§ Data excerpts
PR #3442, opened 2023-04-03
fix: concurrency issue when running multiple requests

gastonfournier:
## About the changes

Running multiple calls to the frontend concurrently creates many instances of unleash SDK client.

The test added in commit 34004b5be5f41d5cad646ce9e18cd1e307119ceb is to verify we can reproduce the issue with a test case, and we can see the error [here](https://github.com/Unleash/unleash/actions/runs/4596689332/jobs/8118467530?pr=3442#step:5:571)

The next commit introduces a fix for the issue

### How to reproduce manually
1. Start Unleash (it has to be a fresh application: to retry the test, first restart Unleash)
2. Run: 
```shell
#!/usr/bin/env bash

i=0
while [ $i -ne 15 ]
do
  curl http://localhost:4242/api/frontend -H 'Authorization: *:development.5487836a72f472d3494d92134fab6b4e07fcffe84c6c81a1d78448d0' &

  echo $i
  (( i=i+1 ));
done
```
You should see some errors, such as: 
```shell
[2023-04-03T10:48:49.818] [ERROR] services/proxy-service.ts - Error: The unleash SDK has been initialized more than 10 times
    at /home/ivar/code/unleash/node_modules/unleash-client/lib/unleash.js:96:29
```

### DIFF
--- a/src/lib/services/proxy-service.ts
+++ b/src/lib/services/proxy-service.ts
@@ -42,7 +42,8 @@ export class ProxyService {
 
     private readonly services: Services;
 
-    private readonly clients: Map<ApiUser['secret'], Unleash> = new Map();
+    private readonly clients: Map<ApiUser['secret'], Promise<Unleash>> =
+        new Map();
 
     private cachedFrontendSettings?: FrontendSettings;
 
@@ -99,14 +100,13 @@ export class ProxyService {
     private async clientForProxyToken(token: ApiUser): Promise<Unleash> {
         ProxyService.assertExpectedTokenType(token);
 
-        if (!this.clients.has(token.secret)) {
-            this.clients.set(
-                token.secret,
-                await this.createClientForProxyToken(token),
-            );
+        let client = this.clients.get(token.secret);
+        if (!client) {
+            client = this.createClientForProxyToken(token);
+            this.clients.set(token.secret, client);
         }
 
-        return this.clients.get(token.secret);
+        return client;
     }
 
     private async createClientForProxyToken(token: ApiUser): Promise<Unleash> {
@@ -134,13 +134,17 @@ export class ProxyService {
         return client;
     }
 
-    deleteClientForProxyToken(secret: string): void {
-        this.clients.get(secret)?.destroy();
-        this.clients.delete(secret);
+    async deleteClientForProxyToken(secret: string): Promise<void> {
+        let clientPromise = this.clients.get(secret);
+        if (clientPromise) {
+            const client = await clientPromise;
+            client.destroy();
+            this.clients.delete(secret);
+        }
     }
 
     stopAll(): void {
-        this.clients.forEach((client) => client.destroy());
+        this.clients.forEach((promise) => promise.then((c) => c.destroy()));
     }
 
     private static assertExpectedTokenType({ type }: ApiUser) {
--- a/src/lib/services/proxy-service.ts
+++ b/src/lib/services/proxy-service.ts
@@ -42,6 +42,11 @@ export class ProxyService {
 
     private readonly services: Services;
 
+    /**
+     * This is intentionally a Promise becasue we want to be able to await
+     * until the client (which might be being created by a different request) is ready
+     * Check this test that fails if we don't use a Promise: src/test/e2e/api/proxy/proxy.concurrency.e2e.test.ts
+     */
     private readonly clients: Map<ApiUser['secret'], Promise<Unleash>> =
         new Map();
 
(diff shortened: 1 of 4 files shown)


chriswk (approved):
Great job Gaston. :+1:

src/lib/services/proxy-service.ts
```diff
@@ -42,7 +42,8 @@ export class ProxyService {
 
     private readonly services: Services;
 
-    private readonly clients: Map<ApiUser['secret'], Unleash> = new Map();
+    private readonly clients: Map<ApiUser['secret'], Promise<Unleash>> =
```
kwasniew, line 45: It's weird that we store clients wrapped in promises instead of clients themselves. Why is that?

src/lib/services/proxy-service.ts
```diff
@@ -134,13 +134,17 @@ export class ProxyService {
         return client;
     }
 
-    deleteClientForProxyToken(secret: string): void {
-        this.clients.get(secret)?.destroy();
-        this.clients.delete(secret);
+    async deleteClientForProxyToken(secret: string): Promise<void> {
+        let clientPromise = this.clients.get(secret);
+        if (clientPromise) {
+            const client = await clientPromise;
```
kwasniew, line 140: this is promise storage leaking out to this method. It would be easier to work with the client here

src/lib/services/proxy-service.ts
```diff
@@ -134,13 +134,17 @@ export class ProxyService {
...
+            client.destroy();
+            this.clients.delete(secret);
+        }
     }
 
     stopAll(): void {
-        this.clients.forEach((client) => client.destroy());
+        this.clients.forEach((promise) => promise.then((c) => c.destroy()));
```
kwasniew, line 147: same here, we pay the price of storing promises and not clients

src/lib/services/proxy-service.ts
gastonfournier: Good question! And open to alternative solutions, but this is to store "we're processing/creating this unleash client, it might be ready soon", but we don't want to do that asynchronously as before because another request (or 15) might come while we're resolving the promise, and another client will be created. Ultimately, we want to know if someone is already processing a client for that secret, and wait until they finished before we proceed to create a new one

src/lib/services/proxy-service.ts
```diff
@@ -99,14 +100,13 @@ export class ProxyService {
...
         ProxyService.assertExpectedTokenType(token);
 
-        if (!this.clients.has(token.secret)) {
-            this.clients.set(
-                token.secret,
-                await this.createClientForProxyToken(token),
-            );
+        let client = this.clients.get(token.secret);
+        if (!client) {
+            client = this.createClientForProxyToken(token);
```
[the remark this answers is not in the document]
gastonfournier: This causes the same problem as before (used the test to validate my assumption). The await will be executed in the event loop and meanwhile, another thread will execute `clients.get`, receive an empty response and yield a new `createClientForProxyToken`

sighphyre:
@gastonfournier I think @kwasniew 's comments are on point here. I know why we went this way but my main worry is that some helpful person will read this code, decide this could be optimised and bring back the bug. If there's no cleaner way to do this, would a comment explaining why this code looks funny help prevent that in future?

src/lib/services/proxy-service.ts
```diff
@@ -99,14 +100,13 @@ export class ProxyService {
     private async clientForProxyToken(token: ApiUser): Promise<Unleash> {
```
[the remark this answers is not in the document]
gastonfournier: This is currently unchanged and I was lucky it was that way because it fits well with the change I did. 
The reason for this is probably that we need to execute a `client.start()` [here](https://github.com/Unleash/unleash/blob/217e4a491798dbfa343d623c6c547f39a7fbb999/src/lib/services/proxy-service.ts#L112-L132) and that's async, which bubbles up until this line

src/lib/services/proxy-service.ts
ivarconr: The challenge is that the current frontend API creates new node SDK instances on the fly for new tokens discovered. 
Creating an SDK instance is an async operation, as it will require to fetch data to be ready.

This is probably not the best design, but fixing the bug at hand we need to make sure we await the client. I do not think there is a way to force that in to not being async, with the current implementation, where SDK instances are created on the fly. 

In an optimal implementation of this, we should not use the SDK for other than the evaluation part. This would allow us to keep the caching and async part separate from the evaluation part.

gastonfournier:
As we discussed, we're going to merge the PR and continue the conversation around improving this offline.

§ TASK DETAILS
Filter the records above for "reproduce" and copy every matching line.

§ RESULT BELOW
The test added in commit 34004b5be5f41d5cad646ce9e18cd1e307119ceb is to verify we can reproduce the issue with a test case, and we can see the error [here](https://github.com/Unleash/unleash/actions/runs/4596689332/jobs/8118467530?pr=3442#step:5:571)
### How to reproduce manually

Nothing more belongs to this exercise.